(ENTRIES PROVIDED begins)
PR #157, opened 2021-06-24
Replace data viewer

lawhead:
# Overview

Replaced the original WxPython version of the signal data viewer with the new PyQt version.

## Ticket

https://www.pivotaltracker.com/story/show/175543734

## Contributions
(ENTRIES PROVIDED ends)
(ENTRIES PROVIDED begins)
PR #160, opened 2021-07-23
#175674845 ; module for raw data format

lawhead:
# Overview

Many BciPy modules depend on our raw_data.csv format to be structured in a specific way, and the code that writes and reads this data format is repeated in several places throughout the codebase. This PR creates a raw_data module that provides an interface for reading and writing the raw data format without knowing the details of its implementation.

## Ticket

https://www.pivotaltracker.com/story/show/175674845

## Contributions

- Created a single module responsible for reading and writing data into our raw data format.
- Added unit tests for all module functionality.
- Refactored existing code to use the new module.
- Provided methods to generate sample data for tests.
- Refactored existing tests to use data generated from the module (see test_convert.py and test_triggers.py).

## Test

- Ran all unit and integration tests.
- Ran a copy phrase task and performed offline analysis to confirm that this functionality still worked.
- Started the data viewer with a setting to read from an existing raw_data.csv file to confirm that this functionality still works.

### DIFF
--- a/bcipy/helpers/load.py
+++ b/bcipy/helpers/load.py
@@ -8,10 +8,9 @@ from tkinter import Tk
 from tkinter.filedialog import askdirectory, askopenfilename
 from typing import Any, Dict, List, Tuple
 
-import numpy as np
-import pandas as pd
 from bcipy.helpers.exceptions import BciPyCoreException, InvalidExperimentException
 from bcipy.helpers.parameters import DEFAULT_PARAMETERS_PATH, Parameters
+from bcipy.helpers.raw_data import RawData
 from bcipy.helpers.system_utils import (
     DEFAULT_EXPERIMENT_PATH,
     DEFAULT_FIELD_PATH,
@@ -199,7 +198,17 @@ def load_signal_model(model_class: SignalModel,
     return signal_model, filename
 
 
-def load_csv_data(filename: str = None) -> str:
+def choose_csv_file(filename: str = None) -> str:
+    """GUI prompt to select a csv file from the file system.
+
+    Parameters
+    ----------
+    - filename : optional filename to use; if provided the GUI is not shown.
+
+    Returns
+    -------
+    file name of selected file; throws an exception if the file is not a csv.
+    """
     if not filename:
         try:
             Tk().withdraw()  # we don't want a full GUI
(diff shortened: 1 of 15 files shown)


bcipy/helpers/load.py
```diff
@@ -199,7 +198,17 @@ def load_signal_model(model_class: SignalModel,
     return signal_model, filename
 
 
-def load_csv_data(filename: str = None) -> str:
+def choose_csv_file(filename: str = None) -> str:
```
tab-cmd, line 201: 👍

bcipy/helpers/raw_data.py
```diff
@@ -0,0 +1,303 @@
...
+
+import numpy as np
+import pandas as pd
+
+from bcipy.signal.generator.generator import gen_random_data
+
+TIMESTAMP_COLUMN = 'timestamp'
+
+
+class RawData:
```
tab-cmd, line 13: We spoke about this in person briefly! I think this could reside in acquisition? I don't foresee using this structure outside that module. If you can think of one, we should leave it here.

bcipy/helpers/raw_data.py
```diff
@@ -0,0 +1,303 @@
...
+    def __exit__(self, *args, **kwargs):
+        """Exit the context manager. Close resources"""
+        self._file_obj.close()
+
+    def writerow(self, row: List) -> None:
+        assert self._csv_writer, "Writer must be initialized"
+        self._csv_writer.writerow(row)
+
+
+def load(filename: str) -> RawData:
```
(ENTRIES PROVIDED ends)
Every line of the material that holds the word "shown" must be found and copied.

+    - filename : optional filename to use; if provided the GUI is not shown.
(diff shortened: 1 of 15 files shown)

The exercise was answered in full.